Couple Gets Engaged in Middle of N.C. Protest: 'Making History While Witnessing History'
Last Saturday, Alston said she wanted to attend a protest in downtown Raleigh, and so Young called out from his job at a local grocery store to protest with her, making sure to grab the ring he’d had locked up in his car glove compartment “just in case the moment presented itself.”
“[A crowd] gathered pretty dang quick,” he says of his proposal. “I had to stop and start over again, ‘cause I know she couldn’t hear me. I looked around and was like, ‘Whoa, there’s a lot of people here. So I gave it a second, gathered myself, let her get her composure… The funny thing is, she couldn’t even hear me. She knew what I was asking, so she just shook her head yes.”
He adds: “She probably didn’t want the attention, but you know what? She deserved it.”
The protest in Raleigh was just one of hundreds across the United States that have emerged in the fight against police brutality and systemic racism following the May 25 death of George Floyd, who died while in police custody in Minneapolis after an officer knelt on his neck for several minutes as he cried out for help.

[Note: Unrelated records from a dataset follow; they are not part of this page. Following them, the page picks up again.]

PR #95, opened 2024-08-08
Fix conflict of @ context selections and user intended annotations start with @

dogusata:
## Problem
It is not possible to write any text which starts with @ character if they are not in the available contexts list. And if it is in the context list, it works as a context instead of user intended text.

## Solution
- Added checks to avoid removal of the word if it starts with @ character and not in the available context selection list
- Added checks to send only the words start with @ character in the available context items list as part of the prompt object
- Added checks to paint only the words start with @ character in the available context items list, otherwise keep as normal texts

Here's how it works:
<video width="500" height="500" src='https://github.com/user-attachments/assets/68ed9202-7110-4c9f-bc28-8b988ab9182e' />

NOTE: Even though the word is partially matching with one of the context items available, users are able to hit `esc` and proceed with their own texts. For example: after writing `@cod` if user directly hits space, it will automatically select `@code` as a context item. But if user hits escape and close the selector overlay, they can leave it as `@cod`.

## License

### DIFF
--- a/src/components/chat-item/chat-prompt-input.ts
+++ b/src/components/chat-item/chat-prompt-input.ts
@@ -48,10 +48,13 @@ export class ChatPromptInput {
         this.promptTextInputCommand.setCommand('');
       }
     });
+    const quickPickContextItems = (MynahUITabsStore.getInstance().getTabDataStore(this.props.tabId).getValue('contextCommands') as QuickActionCommandGroup[]) ?? [];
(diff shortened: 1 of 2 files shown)


senorflor:
Nice, thanks for addressing so quickly, and for generalizing the expected behaviors from the issue into a more coherent feature set!

ege0zcan (approved):

Issue #98, opened 2024-08-20
Bug report: Copy paste from MynahUI should not contain unnecessary line breaks


leigaol:
## Problem

This is a mirror of issue https://github.com/aws/aws-toolkit-vscode/issues/4991. 

## Steps to reproduce the issue

Resize chat window, then copy from chat window. The copied text contains line breaks that were added by MynahUI which does not exists in the original string. 

## System details

- OS:
- Tested enviroment:
    - [x] Web (Demo app)
    - [x] VSCode Amazon Q Chat
    - [x] JetBrains IntelliJ Amazon Q Chat
- Enviroment extension version (if applicable): 
- [-] Enviroment is remote

PR #100, opened 2024-08-21
Fix copy/paste for inline code

volodkevych:
## Problem

If you copy from the Mynah card with inline code and paste it into another place, it will contain new line breaks around inline code text.
The problem is described in more details in related issue: https://github.com/aws/mynah-ui/issues/98

## Solution

Avoid using block elements for inline code.

Before:
Screenshot 2024-08-21 at 18 12 28
After:
Screenshot 2024-08-21 at 18 12 44

## License

### DIFF
--- a/package-lock.json
+++ b/package-lock.json
@@ -1,12 +1,12 @@
 {
   "name": "@aws/mynah-ui",
-  "version": "4.15.7",
+  "version": "4.15.8",
   "lockfileVersion": 3,
   "requires": true,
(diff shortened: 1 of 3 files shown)


viktorsaws (approved):

volodkevych:
This change was verified in web, but still needs to be verified in IDEs.

dogusata (dismissed):

dogusata (approved):

PR #112, opened 2024-09-30
Pass userIntent from card to app on copy and code block action

bweedop:
## Problem

A chat response does not have information about the user's intent. User interactions with response, therefore, do not have information about the user's intent. The lack of information makes it difficult to track customer satisfaction with chat responses related to specific user intents.

## Solution

This PR adds the ability to provide a user's intent (if any) to chat items. It also adds the functionality needed to pass the user's intent from the chat message to the connected app (Amazon Q).

## License


dogusata:
So if i'm not mistaken, we're not doing anything with the `userIntent` on the MynahUI side. As I understand, It comes with the data, and without being used and/or manipulated and/or filled on the MynahUI side. It comes with the chat item data and goes back with the code block actions.
If it is the case, our main concern here is to make `mynah-ui` also a data transportation tool. If we're not using it on the mynah-ui side like visualizing something or to using it in some kind of logic, we do not receive or pass any data through mynah-ui. Since you have `messageId`, you can hold this information in the consumer app (VSCode toolkit, JetBrains toolkit etc.). Handling data depending on the messageId should be done on the consumer side. Like:

```typescript
const userIntentsOrAnyOtherData = {
'messageId': {...}
};

const mynahUI =  new MynahUI({
...
onCopyCodeToClipboard: (tabId, messageId, ...) => {
   console.log(userIntentsOrAnyOtherData[messageId]);
}
...
});
```

bweedop:
The reason I am asking is because we are trying to get acceptance metrics when a user clicks `copy` or `insert` on a Q response message. More specifically, we want to know how often users are clicking on those buttons for the different `userIntent` types. To achieve this, we want to associate the `userIntent` of a user's prompt with the response from Q. Having the `userIntent` on the response from Q will then allow us to emit `interactWithMessage` telemetry events with `userIntent`.

There are two ways I see we can accomplish this:

1) Pass the `userIntent` with the chat message like I did here. This would effectively store the `userIntent` in the chat component and then could be passed back to the consuming app (Amazon Q) when a user clicks on buttons like copy or insert. 

2) Store a history of prompts and responses (along with metadata like `userIntent`) in the toolkit as you suggest. The store, however, does not exist AFAIK.

Option 1 would allow for short-term mitigation. I agree though that, option 2, is preferable long-term to avoid using a UI library for data transfer back and forth to the consuming app.

PR #121, opened 2024-10-09
Jurredr/character count overlay

Jurredr:
## Problem
The character limit on the input always shows, but most users won't hit this limit, so this just takes up screen estate unnecessarily.

## Solution
We hide the character counter until the user approaches it. By default it will show at 3500 characters, but this is configurable in the config.

## License


dogusata (approved):
Awesome work!

PR #125, opened 2024-10-09
Dogusata/add progress bar to prompt input

dogusata:
## This PR includes
- Added progress indicator component
- Added progress options to prompt input field
- Fixed right shift bug of send button if the given text is too long without breaks
- Reverting the readable css custom properties

## License


src/components/chat-item/prompt-input/prompt-progress.ts
```diff
@@ -0,0 +1,46 @@
...
+        MynahUIGlobalEvents.getInstance().dispatch(MynahEventNames.PROMPT_PROGRESS_ACTION_CLICK, {
+          tabId: this.props.tabId,
+          actionId: action.id,
+          actionText: action.text
+        });
+      }
+    });
+    this.render = this.progressIndicator.render;
+
+    MynahUITabsStore.getInstance().getTabDataStore(this.props.tabId).subscribe('promptInputProgress', (progressData) => {
```
Jurredr, line 37: Don't we want to extract this 'promptInputProgress' to a static file like we do with MynahEventNames for example?

src/main.ts
```diff
@@ -404,6 +411,19 @@ export class MynahUI {
       }
     });
 
+    MynahUIGlobalEvents.getInstance().addListener(MynahEventNames.PROMPT_PROGRESS_ACTION_CLICK, (data: {
+      tabId: string;
+      actionId: string;
+      actionText?: string;
+    }) => {
+      if (this.props.onChatPromptProgressActionButtonClicked !== undefined) {
```
Jurredr, line 419: Is it not better to use != instead of !== here?

src/styles/components/_progress.scss
```diff
@@ -0,0 +1,81 @@
...
+    position: relative;
+    border-radius: inherit;
+    width: 100%;
+    display: block;
+    opacity: 1;
+    transition: var(--mynah-bottom-panel-transition);
+    &.no-content,
+    &.no-content * {
+        opacity: 0;
+        // display: none!important;
```
Jurredr, line 12: Probably should get rid of this line just for the sake of cleaning up

Jurredr (commented):
Nice work! Left a couple of small comments, nothing major. :)

example/src/main.ts
```diff
@@ -571,6 +589,25 @@ Use \`@\` to mention a file, folder, or method.`
...
+                valueText: '',
+                value: 100,
+                actions: []
+            }
+          });
+
+          mynahUI.updateStore(tabId, {
+            loadingChat: false,
+          });
+          setTimeout(()=>{
```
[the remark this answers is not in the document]
dogusata: this is the example app, almost everything is to simulate server responses.

src/components/chat-item/chat-item-buttons.ts
```diff
@@ -11,11 +11,11 @@ import { Icon } from '../icon';
 import { ChatItemFormItemsWrapper } from './chat-item-form-items';
 
 export interface ChatItemButtonsWrapperProps {
-  tabId: string;
+  tabId?: string;
```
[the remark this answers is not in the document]
dogusata: To make them usable also outside the tab-content area. For example feedback form too.

src/components/chat-item/prompt-input/prompt-progress.ts
dogusata: No, they're already coming automatically from the list of the keys in the tab-store. So they both support IntelliSense and typescript definitions already.

Jurredr (approved):

Issue #130, opened 2024-10-11
Make code blocks wrap the text on narrow screens


Jurredr:
## Problem
For readability of the code blocks in narrow screen conditions, it is better to wrap the code block texts since horizontal scrolling will cause too much movement.

## Expected behavior
We need to make the code blocks wrap the texts if the screen is narrower than 300px. If wider than that, it will remain same (horizontal scroll).

PR #131, opened 2024-10-11
#130: Code blocks now wrap text on screens narrower than 300px

Jurredr:
## Problem
For readability of the code blocks in narrow screen conditions, it is better to wrap the code block texts since horizontal scrolling will cause too much movement.

## Solution
Code blocks now take on a `white-space` of `pre-wrap` on screens narrower than 300px, ensuring the code is wrapped instead of overflowing with a scroll bar.

## License

### DIFF
--- a/src/styles/components/_syntax-highlighter.scss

Though Young never expected to propose in the middle of such a pivotal moment in American history, he says he wouldn’t be surprised if a photo of their engagement ends up in future history textbooks as part of a chapter on 2020.
“The more and more that I see people are still finding out about it or freaking out about it, the more and more epic it is,” he says. “’Cause 2020, I think it’s unanimous, we’re in agreement: we’re like, ‘This is going down in history.’ And with this whole COVID, and the state of America now socially, they’re going to talk about it.”
As they await the birth of their child, whom they’ve dubbed “Baby Batman,” Young and Alston have already started wedding planning, and hope to tie the knot in September 2021.
“We’ll have a baby by then," he says, "so we’ll just take that baby and hit the dance floor."